-------- Record extracts
PR #217, opened 2024-06-13
revert sendFDRS to Synchronous operations, add sendFDRSAsync

aviateur17:
Initial coding for Synchronous sendFDRS()

Need to test compilation and functionality before this PR is complete.

### DIFF
--- a/src/fdrs_lora.h
+++ b/src/fdrs_lora.h
@@ -140,7 +140,9 @@ volatile bool operationDone = false;  // flag to indicate that a packet was sent
 unsigned long loraAckTimeout = 0;
 unsigned long rxCountDR = 0;              // Number of total LoRa DR packets destined for us and of valid size
 unsigned long rxCountSP = 0;               // Number of total LoRa SP packets destined for us and of valid size
+unsigned long rxCountUnk = 0;               // Number of total LoRa packets received but not known (invalid size or format)
 unsigned long rxCountCrcOk = 0;             // Number of total Lora packets with valid CRC
+unsigned long rxCountCrcBad = 0;             // Number of total Lora packets with valid CRC
 unsigned long txCountDR = 0;                // Number of total LoRa DR packets transmitted
 unsigned long txCountSP = 0;                // Number of total LoRa SP packets transmitted
 extern time_t now;
@@ -195,7 +197,7 @@ void printLoraPacket(uint8_t *p, int size)
   printf("Printing packet of size %d.", size);
   for (int i = 0; i < size; i++)
   {
-    if (i % 2 == 0)
+    if (i % 16 == 0)
       printf("\n%02d: ", i);
     printf("%02X ", p[i]);
   }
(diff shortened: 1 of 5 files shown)


aviateur17:
Calls to sendFDRS from nodes will be synchronous.  Added sendFDRSAsync() to use Asynchronous calls.   Added code in sleepFDRS to check for Async functionality complete before going to sleep.

src/fdrs_lora.h
```diff
@@ -286,6 +289,52 @@ void transmitLoRa(uint16_t *destMac, SystemPacket *packet, uint8_t len)
     return;
 }
 
+// Synchronously Transmits LoRa data and, if configured, listens for ACKs
+// Return type is crcResult struct - CRC_OK, CRC_BAD, CRC_NULL.  CRC_NULL used for non-ack data
+crcResult transmitLoRaSync(uint16_t *destMac, DataReading *packet, uint8_t len)
+{
+    crcResult crcReturned = CRC_NULL;
+    // Do we check to see if another Async operation is in progress first???
+    // If Yes, what do we do if another operation is in progress?  Return and rely on retransmit retry?
```
timmbogner, line 298: I think that if an operation is in progress then we should either:
- Wait until it finishes and queue it after. I think this is probably messy and non-ideal.
- Fail. It would be nice to return -1 for 'busy', then maybe the user could do `while(sendFDRS() = -1){delay(100);}` to retry. That's a bit extra though. In the end, the user should probably just be careful using both types in the same sketch. I guess there's also the possibility of a receive op happening.

I would say I'm fine with just returning false (from `sendFDRS()`) if there's an op in progress.

src/fdrs_node.h
```diff
@@ -194,27 +196,49 @@ bool sendFDRS()
...
+
+// Sends FDRS data asynchronously - no spinning loop, more processor friendly, but does not return as much information
+// Returns true if data is queued up, false if there is no data to be sent
+bool sendFDRSAsync()
+{
+  if(data_count == 0) {
+    return false;
+  }
+
+  DBG("Queueing FDRS Packet!");
```
timmbogner, line 231: Great idea on the terminology change

aviateur17:
Working through issue where large amount of DR Data (~40 DRs) sent via LoRa the receiving gateway is getting garbage data and CRC Mismatch.  Up to 32 DRs has no issues. 

Also, when splitting large amount of DR data (~40 DRs) into multiple transmits (packet size exceeds 250 bytes), receiver is not receiving 2nd set of data.

timmbogner:
Are these issues affecting all operations or just synchronous ones?

We've run into issues in LoRa stuff that required arbitrary delays before, but 500ms is a lot. I'd like to study up on where/why the timing is getting thrown off before we do an algorithm to make up for it. It's worth noting that I've needed to add delays for compatibility with SX1262 in the past. 

Just saw edit 3:
That seems like the best fix for now, but there has to be a better way. I might try a deep-dive into the LoRa timing stuff soon, as I'll hopefully have some free time on an upcoming vacation. I think we can add the synchronous LoRa stuff sooner, and then fix the large transmission issue.

aviateur17:
> Just saw edit 3: That seems like the best fix for now, but there has to be a better way. I might try a deep-dive into the LoRa timing stuff soon, as I'll hopefully have some free time on an upcoming vacation. I think we can add the synchronous LoRa stuff sooner, and then fix the large transmission issue.

Agreed.  We can handle the larger data operations in another PR.  Hopefully can submit this soon.

aviateur17:
Got the inter-message delay down to 100ms and large number of DRs seem to work properly with and without ACKs.  Creating commits soon.

aviateur17:
I believe this should be complete.  Let me know if you run into or see any issues.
----------------
■ About this task:
Write out each record again, keeping every word as it is.

■ Written solution:
PR #217, opened 2024-06-13
revert sendFDRS to Synchronous operations, add sendFDRSAsync

aviateur17:
Initial coding for Synchronous sendFDRS()

Need to test compilation and functionality before this PR is complete.

### DIFF
--- a/src/fdrs_lora.h
+++ b/src/fdrs_lora.h
@@ -140,7 +140,9 @@ volatile bool operationDone = false;  // flag to indicate that a packet was sent
 unsigned long loraAckTimeout = 0;
 unsigned long rxCountDR = 0;              // Number of total LoRa DR packets destined for us and of valid size
 unsigned long rxCountSP = 0;               // Number of total LoRa SP packets destined for us and of valid size
+unsigned long rxCountUnk = 0;               // Number of total LoRa packets received but not known (invalid size or format)
 unsigned long rxCountCrcOk = 0;             // Number of total Lora packets with valid CRC
+unsigned long rxCountCrcBad = 0;             // Number of total Lora packets with valid CRC
 unsigned long txCountDR = 0;                // Number of total LoRa DR packets transmitted
 unsigned long txCountSP = 0;                // Number of total LoRa SP packets transmitted
 extern time_t now;
@@ -195,7 +197,7 @@ void printLoraPacket(uint8_t *p, int size)
   printf("Printing packet of size %d.", size);
   for (int i = 0; i < size; i++)
   {
-    if (i % 2 == 0)
+    if (i % 16 == 0)
       printf("\n%02d: ", i);
     printf("%02X ", p[i]);
   }
(diff shortened: 1 of 5 files shown)


aviateur17:
Calls to sendFDRS from nodes will be synchronous.  Added sendFDRSAsync() to use Asynchronous calls.   Added code in sleepFDRS to check for Async functionality complete before going to sleep.

src/fdrs_lora.h
```diff
@@ -286,6 +289,52 @@ void transmitLoRa(uint16_t *destMac, SystemPacket *packet, uint8_t len)
     return;
 }
 
+// Synchronously Transmits LoRa data and, if configured, listens for ACKs
+// Return type is crcResult struct - CRC_OK, CRC_BAD, CRC_NULL.  CRC_NULL used for non-ack data
+crcResult transmitLoRaSync(uint16_t *destMac, DataReading *packet, uint8_t len)
+{
+    crcResult crcReturned = CRC_NULL;
+    // Do we check to see if another Async operation is in progress first???
+    // If Yes, what do we do if another operation is in progress?  Return and rely on retransmit retry?
```
timmbogner, line 298: I think that if an operation is in progress then we should either:
- Wait until it finishes and queue it after. I think this is probably messy and non-ideal.
- Fail. It would be nice to return -1 for 'busy', then maybe the user could do `while(sendFDRS() = -1){delay(100);}` to retry. That's a bit extra though. In the end, the user should probably just be careful using both types in the same sketch. I guess there's also the possibility of a receive op happening.

I would say I'm fine with just returning false (from `sendFDRS()`) if there's an op in progress.

src/fdrs_node.h
```diff
@@ -194,27 +196,49 @@ bool sendFDRS()
...
+
+// Sends FDRS data asynchronously - no spinning loop, more processor friendly, but does not return as much information
+// Returns true if data is queued up, false if there is no data to be sent
+bool sendFDRSAsync()
+{
+  if(data_count == 0) {
+    return false;
+  }
+
+  DBG("Queueing FDRS Packet!");
```
timmbogner, line 231: Great idea on the terminology change

aviateur17:
Working through issue where large amount of DR Data (~40 DRs) sent via LoRa the receiving gateway is getting garbage data and CRC Mismatch.  Up to 32 DRs has no issues. 

Also, when splitting large amount of DR data (~40 DRs) into multiple transmits (packet size exceeds 250 bytes), receiver is not receiving 2nd set of data.

timmbogner:
Are these issues affecting all operations or just synchronous ones?

We've run into issues in LoRa stuff that required arbitrary delays before, but 500ms is a lot. I'd like to study up on where/why the timing is getting thrown off before we do an algorithm to make up for it. It's worth noting that I've needed to add delays for compatibility with SX1262 in the past. 

Just saw edit 3:
That seems like the best fix for now, but there has to be a better way. I might try a deep-dive into the LoRa timing stuff soon, as I'll hopefully have some free time on an upcoming vacation. I think we can add the synchronous LoRa stuff sooner, and then fix the large transmission issue.

aviateur17:
> Just saw edit 3: That seems like the best fix for now, but there has to be a better way. I might try a deep-dive into the LoRa timing stuff soon, as I'll hopefully have some free time on an upcoming vacation. I think we can add the synchronous LoRa stuff sooner, and then fix the large transmission issue.

Agreed.  We can handle the larger data operations in another PR.  Hopefully can submit this soon.

aviateur17:
Got the inter-message delay down to 100ms and large number of DRs seem to work properly with and without ACKs.  Creating commits soon.

aviateur17:
I believe this should be complete.  Let me know if you run into or see any issues.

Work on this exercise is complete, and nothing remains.